PHILADELPHIA (KYW Newsradio) — The man who dreamed of making Philadelphia the first “Vertical Farm City,” by transforming abandoned buildings into indoor farms, has pleaded guilty to fraud and tax evasion.
Jack Griffin promoted vertical farming with the zeal of an evangelist. In a 2016 TED X Talk, he bragged about the quality of his Metropolis Farms produce.
“We have the most incredible strawberries. They’re like the strawberries you had when you were a kid where you’d rip them open and the juice would flow out,” he told the crowd.
It seemed like a perfect match: Philadelphia’s abandoned warehouses, representing all those lost blue collar jobs, and a new kind of farming — floor to ceiling instead of in the soil — creating a fresh green-collar economy.
It wasn’t just a TED X crowd Griffin sold his idea to. The pitch was the same in 2016 when he was hosted in city council by then-councilman Al Taubenberger, who’d arranged to have the state AG secretary listen too.

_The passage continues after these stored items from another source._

PR #2415, opened 2026-04-03
Support returning unhealthy devices in TopologyDiscovery

aleksamarkovicTT:
### Issue
#2388

### Description
Support returning unhealthy devices through TopologyDiscovery. Enable by setting `device_init_failure_action` to `IGNORE`.
For local unhealthy devices:
- TTDevices returned from `discover()`, check in `ClusterDescriptor::get_unhealthy_devices()` for unhealthy ChipIDs.
- No information about unhealthy devices in YAML.

For remote unhealthy devices:
- TTDevices returned from `discover()`, check in `ClusterDescriptor::get_unhealthy_devices()` for unhealthy ChipIDs.
- Information about links to unhealthy devices is still present in ClusterDescriptor.
- Discovery will **not** be retried for over another core for a device which has been deemed unhealthy through the first ETH core it appeared in.

This option is forced to `THROW` for Cluster, because the impact has not been researched completely.

### List of the changes
- Introduce topology discovery option `device_init_failure_action`.
- Introduce cluster descriptor field `unhealthy_devices` containing ChipIDs of unhealthy devices.
- Topology discovery now can return devices which are considered "unhealthy" (ARC startup failure).

### Testing
CI, manually tested on n300.
Waiting on tt-exalens to confirm PR functionality.

### API Changes
This PR has API changes.


device/cluster.cpp
```diff
@@ -1009,7 +1010,12 @@ std::unique_ptr<ClusterDescriptor> Cluster::create_cluster_descriptor(
     IODeviceType device_type,
     const TopologyDiscoveryOptions& topology_discovery_options) {
     ZoneScopedC(tracy::Color::DarkGreen);
-    return TopologyDiscovery::discover(topology_discovery_options, device_type, sdesc_path).first;
+    auto adjusted_topology_options = topology_discovery_options;
+    if (adjusted_topology_options.device_init_failure_action != TopologyDiscoveryOptions::Action::THROW) {
```
broskoTT: Ah I see what you mean by "hack".. Although it already set its default to THROW, so even without this code, I don't expect anyone in metal to hit this issue, nobody will touch this option through Cluster.
But I'm okay with this hack.
But why the IF, maybe just always set it? :) Whatever you choose its fine.

broskoTT (approved):

device/topology/topology_discovery.cpp
```diff
@@ -146,7 +147,22 @@ void TopologyDiscovery::get_connected_devices() {
...
 
         // When coming out of reset, devices can take on the order of minutes to become ready.
-        tt_device->init_tt_device(timeout::ARC_LONG_POST_RESET_TIMEOUT);
+        auto init_result = tt_device->init_tt_device(
+            timeout::ARC_LONG_POST_RESET_TIMEOUT,
+            /*throw_on_arc_failure=*/options.device_init_failure_action == TopologyDiscoveryOptions::Action::THROW);
+        if (init_result != TTDeviceInitResult::SUCCESSFUL) {
+            uint64_t asic_id = get_unhealthy_asic_id(device_id);
+            devices_to_discover.emplace(asic_id, std::move(tt_device));
+            asic_id_to_chip_id.emplace(asic_id, chip_id);
```
tt-vjovanovic: Should you add device to `unhealthy_devices`?

device/topology/topology_discovery.cpp
```diff
@@ -146,7 +147,22 @@ void TopologyDiscovery::get_connected_devices() {
         ChipId chip_id = get_next_chip_id();
 
         // When coming out of reset, devices can take on the order of minutes to become ready.
-        tt_device->init_tt_device(timeout::ARC_LONG_POST_RESET_TIMEOUT);
+        auto init_result = tt_device->init_tt_device(
+            timeout::ARC_LONG_POST_RESET_TIMEOUT,
+            /*throw_on_arc_failure=*/options.device_init_failure_action == TopologyDiscoveryOptions::Action::THROW);
+        if (init_result != TTDeviceInitResult::SUCCESSFUL) {
+            uint64_t asic_id = get_unhealthy_asic_id(device_id);
```
pjanevskiTT: `get_unhealthy_asic_id(device_id)` uses the PCI device index (`int`) rather than the `ChipId` that was just allocated on line 148. This diverges from the remote path (line 342) which correctly uses `chip_id`. If a local device is skipped due to architecture mismatch (line 144), `device_id` and `chip_id` will drift apart, producing an inconsistent mock ASIC ID. Should this be `get_unhealthy_asic_id(chip_id)`?

---
🤖 Generated by Claude (claude-opus-4-6).

device/topology/topology_discovery.cpp
```diff
@@ -305,11 +327,34 @@ void TopologyDiscovery::discover_remote_devices() {
...
 
-                devices_to_discover.emplace(remote_asic_id, std::move(remote_device));
+                try {
+                    remote_device->init_tt_device();
+                    if (options.wait_on_ethernet_link_training) {
+                        wait_eth_cores_training(remote_device.get());
+                    }
+                    // Put device in discovery queue only if it is healthy.
+                    devices_to_discover.emplace(remote_asic_id, std::move(remote_device));
+                } catch (std::runtime_error& re) {  // Catches both remote comm. failure and ARC init failure.
```
pjanevskiTT: The try-catch wraps both `init_tt_device()` and `wait_eth_cores_training()`. If init succeeds but ETH training times out, the device gets marked unhealthy even though ARC startup was fine. Is this intentional? The comment says "Catches both remote comm. failure and ARC init failure" but doesn't mention training failure. If training failure should be treated differently, consider narrowing the try scope or checking which call actually threw.

Also nit: `re` is unused — consider `catch (const std::runtime_error&)`.

---
🤖 Generated by Claude (claude-opus-4-6).

device/cluster.cpp
```diff
@@ -1009,7 +1010,12 @@ std::unique_ptr<ClusterDescriptor> Cluster::create_cluster_descriptor(
...
+        log_warning(LogUMD, "Ignoring device init. failures is not supported in Cluster. Overrriding to THROW.");
```
pjanevskiTT: Typo: "Overrriding" (triple 'r') — should be "Overriding".

---
🤖 Generated by Claude (claude-opus-4-6).

device/topology/topology_discovery.cpp
```diff
@@ -305,11 +327,34 @@ void TopologyDiscovery::discover_remote_devices() {
...
+
+                    log_debug(
+                        LogUMD,
+                        "Discovered remote device ASIC ID: {} is unhealthy. Assigned mock ASIC ID: {}",
+                        remote_asic_id,
+                        mock_asic_id);
+                }
+                // These actions are safe for both healthy and unhealthy devices.
                 asic_id_to_chip_id.emplace(remote_asic_id, chip_id);
                 active_eth_channels_per_device.emplace(remote_asic_id, std::set<uint32_t>());
```
pjanevskiTT: For unhealthy remote devices, the device is stored under `mock_asic_id` in `devices_to_discover` (line 343), but `active_eth_channels_per_device` and `remote_asic_id_to_mmio_device_id` are keyed on `remote_asic_id` here. In `fill_cluster_descriptor_info`, the channel loop iterates `active_eth_channels_per_device` and will populate `idle_eth_channels`/`active_eth_channels` for this chip_id, even though the chip was excluded from `all_chips`. This inconsistency is probably harmless but could confuse consumers that iterate channel maps.

---
🤖 Generated by Claude (claude-opus-4-6).

device/topology/topology_discovery.cpp
aleksamarkovicTT: fixed.

pjanevskiTT (approved):

PR #2442, opened 2026-04-08
[Bug fix] Fix integer overflow in TLB window read/write reconfigure

sagarwalTT:
Fixes an integer overflow issue in TLB window configuration by correcting type mismatches in `read_block_reconfigure()` and `write_block_reconfigure()`.

The functions were storing the result of `get_size()` (which returns `size_t`) into a `uint32_t` variable, causing overflow when sizes exceeded 32-bit range. The fix uses `size_t` for `tlb_size` to preserve the full value returned by `get_size()`, and casts the `size` parameter to `size_t` when comparing with `tlb_size` in `std::min()`.

### DIFF
--- a/device/pcie/tlb_window.cpp
+++ b/device/pcie/tlb_window.cpp
@@ -36,8 +36,8 @@ void TlbWindow::read_block_reconfigure(
 
     while (size > 0) {
         configure(config);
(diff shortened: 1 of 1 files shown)


sagarwalTT:
Closing as this will be fixed in #2444

Issue #791, opened 2025-04-25
Memcpy performance


pjanevskiTT:
Part of the larger effort #751 

As seen by doing initial analysis in #751, memcpy bandwidth seems very inconsistent across different chunk sizes (#751 for details). We should investigate why this happens

- Involve CPU guys to help

Some of the potential solutions to improve the situation

- Implement SIMD memcpy for x86

pjanevskiTT:
we are going to close this after #2455

pjanevskiTT:
closed by #2455, we have our own implementation of copy right now

PR #2455, opened 2026-04-12
Re-land #2357: avoid overlapping memcpy stores on TLB-mapped device memory

pjanevskiTT:
### Issue
closing https://github.com/tenstorrent/tt-umd/issues/1265
closing #68
closing #791

### Description
Re-lands #2357 which was reverted in #2430.

See the original PR for the full description: https://github.com/tenstorrent/tt-umd/pull/2357

#### Summary

Replace all raw `memcpy` calls that target device-mapped memory with custom copy routines (`umd_memcpy_to_device`, `umd_memcpy_from_device`) that guarantee **each address is written/read exactly once**.

glibc's `memcpy` can emit overlapping stores, which corrupts data on device memory mapped through TLB windows because each store is a separate PCIe write transaction. The replacement routines step through the buffer in non-overlapping chunks so no destination address is ever written twice. On x86_64 the bulk uses regular AVX2 unaligned 256-bit loads/stores (`VMOVDQU`).

### List of the changes
- Add internal header `device/pcie/device_memcpy.hpp` with `umd_memcpy_to_device` / `umd_memcpy_from_device`
- Replace raw `memcpy` in `write_block`/`read_block` for non-Wormhole architectures with the new functions
- Replace word-by-word copy loop in WH-specific `SiliconTlbWindow::memcpy_to_device`/`memcpy_from_device` aligned middle with the new functions
- Portable fallback (non-x86_64) uses explicit 4-byte volatile stores/loads
- Add `WriteCountMatchesPostedWrites` test in `test_cluster_bh.cpp`

### Testing
CI

### Performance

TLB-IO + ReadWriteL1 test time (PR vs main `40a65dc2`, DMA tests excluded as they use random per-iteration sizes):

| Machine | PR (s) | main (s) | Δ% |
|---|---:|---:|---:|
| **Wormhole** | | | |
| n150-stable | 5.55 | 18.26 | **−69.6%** |
| n150-viommu-stable | 8.98 | 21.74 | **−58.7%** |
| n300-stable | 5.92 | 18.66 | **−68.3%** |
| n300-viommu-stable | 10.04 | 23.36 | **−57.0%** |
| n300-llmbox-stable | 11.93 | 28.93 | **−58.8%** |
| n300-llmbox-viommu-stable | 27.38 | 50.13 | **−45.4%** |
| **Blackhole** | | | |
| p100a-viommu-stable | 10.13 | 9.58 | +5.7% |
| p150b-stable | 4.21 | 4.32 | −2.5% |
| p150b-viommu-stable | 6.88 | 6.95 | −0.9% |
| **TOTAL** | **91.01** | **181.93** | **−50.0%** |

Test set: `TestDeviceIOFixture.*`, `CoreTypes/TestDeviceIOFixture.*` (`DynamicTLB_RW`, `SimpleIO*`, `RemoteFlush`), `SiliconDriver{WH,BH}.{Unaligned,Static,Dynamic}TLB_RW`, `SiliconDriver{WH,BH}.MultiThreadedMemBar`, `ClusterReadWriteL1Test.ReadWriteL1/Silicon`.

- **Wormhole:** 45–70% faster across all six machines (old 4-byte word loop → AVX2 256-bit `VMOVDQU`).
- **Blackhole:** essentially flat (−2.5% to +5.7%); the old path was already AVX-vectorized glibc memcpy.

### API Changes

### DIFF
--- a/.claude/settings.local.json
+++ b/.claude/settings.local.json
@@ -1,8 +1,0 @@
-{
-    "permissions": {
-        "allow": [
-            "Read(//home/pjanevski/.config/gh/**)",
-            "Bash(python3 -c ' *)"
-        ]
-    }
-}
--- a/.claude/settings.local.json
+++ b/.claude/settings.local.json
@@ -1,0 +1,8 @@
+{
+  "permissions": {
+    "allow": [
+      "Read(//home/pjanevski/.config/gh/**)",
+      "Bash(python3 -c ' *)"
+    ]
+  }
+}
--- a/.claude/settings.local.json
+++ b/.claude/settings.local.json
@@ -1,8 +1,8 @@
 {
-  "permissions": {
-    "allow": [
-      "Read(//home/pjanevski/.config/gh/**)",
-      "Bash(python3 -c ' *)"
-    ]
-  }
+    "permissions": {
+        "allow": [
+            "Read(//home/pjanevski/.config/gh/**)",
+            "Bash(python3 -c ' *)"
+        ]
+    }
 }
--- a/device/pcie/device_memcpy.cpp
+++ b/device/pcie/device_memcpy.cpp
@@ -17,31 +17,19 @@ void streaming_memcpy_to_device(volatile void* dest, const void* src, std::size_
     auto* d = static_cast<volatile std::uint8_t*>(dest);
     auto* s = static_cast<const std::uint8_t*>(src);
 
-    // Phase 0: Align device destination address to 4 bytes using byte-wide volatile stores.
+    // Phase 0: Align device destination to 4 bytes using byte-wide volatile stores.
     while (size > 0 && (reinterpret_cast<std::uintptr_t>(d) % 4) != 0) {
         *d++ = *s++;
         size--;
     }
 
 #if defined(__x86_64__) || defined(_M_X64)
-    // d is now 4-byte aligned. Cast to non-volatile for SIMD intrinsics — the intrinsics
-    // are opaque to the compiler and won't be reordered or eliminated.
+    // Cast to non-volatile for SIMD intrinsics — the intrinsics are opaque to the
+    // compiler and won't be reordered or eliminated.
     // NOLINTNEXTLINE(cppcoreguidelines-pro-type-const-cast).
-    auto* d_aligned = const_cast<std::uint8_t*>(static_cast<const volatile std::uint8_t*>(d));
+    auto* d_simd = const_cast<std::uint8_t*>(static_cast<const volatile std::uint8_t*>(d));
 
-    // Phase 1: Align destination to 32 bytes using 4-byte streaming stores.
-    // This prepares for Phase 2 which uses _mm256_stream_si256 (VMOVNTDQ) to write
-    // 256 bits (32 bytes) at a time — that instruction requires 32-byte alignment.
-    while (size >= 4 && (reinterpret_cast<std::uintptr_t>(d_aligned) % 32) != 0) {
-        std::uint32_t tmp;
-        std::memcpy(&tmp, s, sizeof(tmp));
-        _mm_stream_si32(reinterpret_cast<int*>(d_aligned), static_cast<int>(tmp));
-        d_aligned += 4;
-        s += 4;
-        size -= 4;
-    }
-
-    // Phase 2: Bulk 256-byte blocks (8 x 32-byte AVX2 streaming stores).
+    // Phase 1: Bulk 256-byte blocks (8 x 32-byte AVX2 unaligned stores).
     while (size >= 256) {
         __m256i v0 = _mm256_loadu_si256(reinterpret_cast<const __m256i*>(s));
         __m256i v1 = _mm256_loadu_si256(reinterpret_cast<const __m256i*>(s + 32));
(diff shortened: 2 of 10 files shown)


.claude/settings.local.json
```diff
@@ -0,0 +1,8 @@
+{
```
pjanevskiTT: This file should not be committed: per the workspace convention, Claude-tooling config lives under `~/.claude/projects/<sanitized-dir>/`, not in the repo. Delete the file (and add `.claude/` to `.gitignore` if it isn't already) before merging.

device/pcie/device_memcpy.cpp
```diff
@@ -0,0 +1,173 @@
+// SPDX-FileCopyrightText: © 2025 Tenstorrent Inc.
+//
+// SPDX-License-Identifier: Apache-2.0
+
+#include "umd/device/pcie/device_memcpy.hpp"
+
+#include <cstdint>
+#include <cstring>
+
+#if defined(__x86_64__) || defined(_M_X64)
```
pjanevskiTT, line 10: `__x86_64__` does **not** imply AVX2. AVX2 is a CPU extension introduced with Haswell; older x86-64 CPUs (Nehalem, Sandy Bridge, AMD pre-Excavator, etc.) and many cloud SKUs without AVX2 will SIGILL on `_mm256_loadu_si256`. Options: (a) compile with `-mavx2` and document the runtime requirement; (b) gate on `__AVX2__` instead of `__x86_64__`; (c) runtime `__builtin_cpu_supports("avx2")` dispatch. If the target hardware for UMD is guaranteed to be AVX2-capable, at least add a static_assert or compile-time `__AVX2__` guard so the dependency is explicit.

device/pcie/device_memcpy.cpp
```diff
@@ -0,0 +1,173 @@
...
+    // Phase 0: Align device destination to 4 bytes using byte-wide volatile stores.
+    while (size > 0 && (reinterpret_cast<std::uintptr_t>(d) % 4) != 0) {
+        *d++ = *s++;
+        size--;
+    }
+
+#if defined(__x86_64__) || defined(_M_X64)
+    // Cast to non-volatile for SIMD intrinsics — the intrinsics are opaque to the
+    // compiler and won't be reordered or eliminated.
+    // NOLINTNEXTLINE(cppcoreguidelines-pro-type-const-cast).
```
pjanevskiTT, line 30: The comment "intrinsics are opaque to the compiler and won't be reordered or eliminated" overstates the guarantee: `_mm256_loadu_si256` / `_mm256_storeu_si256` are *not* volatile and the compiler is free to reorder them relative to other non-volatile accesses (it can't reorder against the volatile byte loops you have at the boundaries, which is what saves you here). Either tighten the comment to "the surrounding `volatile` byte loops bound the reordering window" or use `_mm256_stream_si256` + `_mm_sfence()` if you actually need ordering. Same comment applies on line 108 for the load side.

tests/blackhole/test_cluster_bh.cpp
```diff
@@ -510,6 +510,46 @@ TEST(SiliconDriverBH, DISABLED_VirtualCoordinateBroadcast) {  // same problem as
     cluster.close_device();
 }
 
+TEST(SiliconDriverBH, DebugDoubleWrite) {
```
pjanevskiTT: `TEST(SiliconDriverBH, DebugDoubleWrite)` looks like a verification harness used to chase the original double-write bug rather than a regression test someone should run in CI: the 100k iteration loop is expensive, the name starts with "Debug", and it asserts a NIU counter equals an in-process counter (which only works in single-writer single-process configurations). If it's intended to stay, rename to something like `WriteCountMatchesPostedWrites`, drop the iteration count, and document the assumption. If it's leftover debugging, remove it.

tests/api/test_device_io.cpp
```diff
@@ -497,6 +497,13 @@ TEST_P(ClusterReadWriteL1Test, ReadWriteL1) {
 
         cluster->read_from_device(readback_data.data(), chip_id, tensix_core, SAFE_IO_L1_ADDRESS, test_size);
 
+        for (int i = 0; i < zero_data.size(); i++) {
+            if (zero_data[i] != readback_data[i]) {
+                std::cout << "diff at index " << i << " write " << (uint32_t)zero_data[i] << " "
```
pjanevskiTT: Debug `std::cout` dump on mismatch that bypasses gtest's reporting (also at lines 517, 825, 900, 954). The `EXPECT_EQ` / `ASSERT_EQ` immediately after each block already produces a structured failure message, and a per-byte dump to stdout will drown CI logs on the first regression. Please remove these blocks before merging.

tests/unified/multiprocess.cpp
```diff
@@ -77,9 +98,12 @@ static void test_read_write_all_tensix_cores_impl(
         for (const CoreCoord& core : cluster->get_soc_descriptor(0).get_cores(CoreType::TENSIX)) {
             cluster->write_to_device(vector_to_write.data(), data_size, 0, core, address);
             cluster->l1_membar(0, {core});
-            test_utils::read_data_from_device(*cluster, readback_vec, 0, core, address, data_size);
+            const int attempts = read_until_match(vector_to_write, readback_vec, [&]() {
```
pjanevskiTT: `read_until_match` retries the readback up to 100 times. For the DMA tests below this is plausible (DMA completion is asynchronous w.r.t. the host's read path), but `test_read_write_all_tensix_cores_impl` already issues `cluster->l1_membar(0, {core})` between the write and the read — if a readback there ever needs *any* retry, the membar isn't doing what it's supposed to and the streaming-stores patch is exposing missing ordering. Same concern for line 326 / 345 (no DMA involved). Suggest: gate `read_until_match` to the DMA-only tests, and let the L1-membar tests fail loudly if a retry is needed — otherwise this re-land will mask the very ordering bug that prompted the original revert.

pjanevskiTT: this was reverted from multirprocess.cpp tests

tests/api/test_device_io.cpp
pjanevskiTT: removed

device/pcie/device_memcpy.cpp
pjanevskiTT: working on newer CPUs, should work, maybe we can define more strict rules about this

device/pcie/device_memcpy.cpp
```diff
@@ -0,0 +1,175 @@
...
+#include <cstdint>
+#include <cstring>
+
+#if defined(__x86_64__) || defined(_M_X64)
+#include <immintrin.h>
+#endif
+
+namespace tt::umd {
+
+void umd_memcpy_to_device(volatile void* dest, const void* src, std::size_t size) {
```
broskoTT: nit: no need for umd_, it is already in tt::umd namespace

device/pcie/device_memcpy.cpp
```diff
@@ -0,0 +1,175 @@
...
+    auto* d = static_cast<volatile std::uint8_t*>(dest);
+    auto* s = static_cast<const std::uint8_t*>(src);
+
+    // Phase 0: Align device destination to 4 bytes using byte-wide volatile stores.
+    while (size > 0 && (reinterpret_cast<std::uintptr_t>(d) % 4) != 0) {
```
broskoTT, line 21: does this do a reinterpret cast + mod operation on each byte?
reinterpret cast is probably something trivial but mod operation can be expensive?

device/pcie/device_memcpy.cpp
```diff
@@ -0,0 +1,175 @@
...
+        *d++ = *s++;
+        size--;
+    }
+
+#if defined(__x86_64__) || defined(_M_X64)
```
broskoTT, line 26: You can leave this for another PR:
But we can probably move this to the CMakeLists rather than having it in cpp file. By having a specific function with two implementations based on which cpp is included by cmake

device/pcie/device_memcpy.cpp
```diff
@@ -0,0 +1,175 @@
...
+        _mm256_storeu_si256(reinterpret_cast<__m256i*>(d_simd + 64), v2);
+        _mm256_storeu_si256(reinterpret_cast<__m256i*>(d_simd + 96), v3);
+        _mm256_storeu_si256(reinterpret_cast<__m256i*>(d_simd + 128), v4);
+        _mm256_storeu_si256(reinterpret_cast<__m256i*>(d_simd + 160), v5);
+        _mm256_storeu_si256(reinterpret_cast<__m256i*>(d_simd + 192), v6);
+        _mm256_storeu_si256(reinterpret_cast<__m256i*>(d_simd + 224), v7);
+
+        d_simd += 256;
+        s += 256;
+        size -= 256;
```
broskoTT, line 56: size is of unsigned type? This underflows.
Please make sure to fix

broskoTT: Ah I now see the check in the while loop... this is not expected to drop to zero or below, right.
Maybe nit: add a comment just above this line that the loop breaks once size ends up being 0 <= size < 256, just for minor clarity here

device/pcie/device_memcpy.cpp
```diff
@@ -0,0 +1,175 @@
...
+    }
+
+    // Phase 5: Trailing bytes (0-3) using byte-wide volatile stores.
+    while (size > 0) {
+        *d++ = *s++;
+        size--;
+    }
+}
+
+void umd_memcpy_from_device(void* dest, const volatile void* src, std::size_t size) {
```
broskoTT: remove umd_

broskoTT: Then use umd::memcpy_from_device at the callsites.
(it is bad that the original memcpy_from_device is in the global namespace)

broskoTT (approved):

device/pcie/device_memcpy.cpp
pjanevskiTT: but we do it at most 3 times until we align it, shouldn't be too expensive

pjanevskiTT:
passed almost all in merge queue, it was an infra problem for p300, so force merging it to not queue it again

Alas, federal prosecutors say Griffin oversold the concept’s financial potential to two investors — taking nearly $800,000 from them and using it for his own expenses instead of building them vertical farms.
Griffin entered a guilty plea to charges of wire fraud and failing to pay taxes on the income he collected.
Taubenberger said he’s disappointed by Griffin’s admission that he bamboozled investors. He still thinks the concept is sound. There are a few successful indoor farms worldwide but many have gone out of business due to energy and space challenges, or encountered legal issues like Griffin.
He is set to be sentenced in October.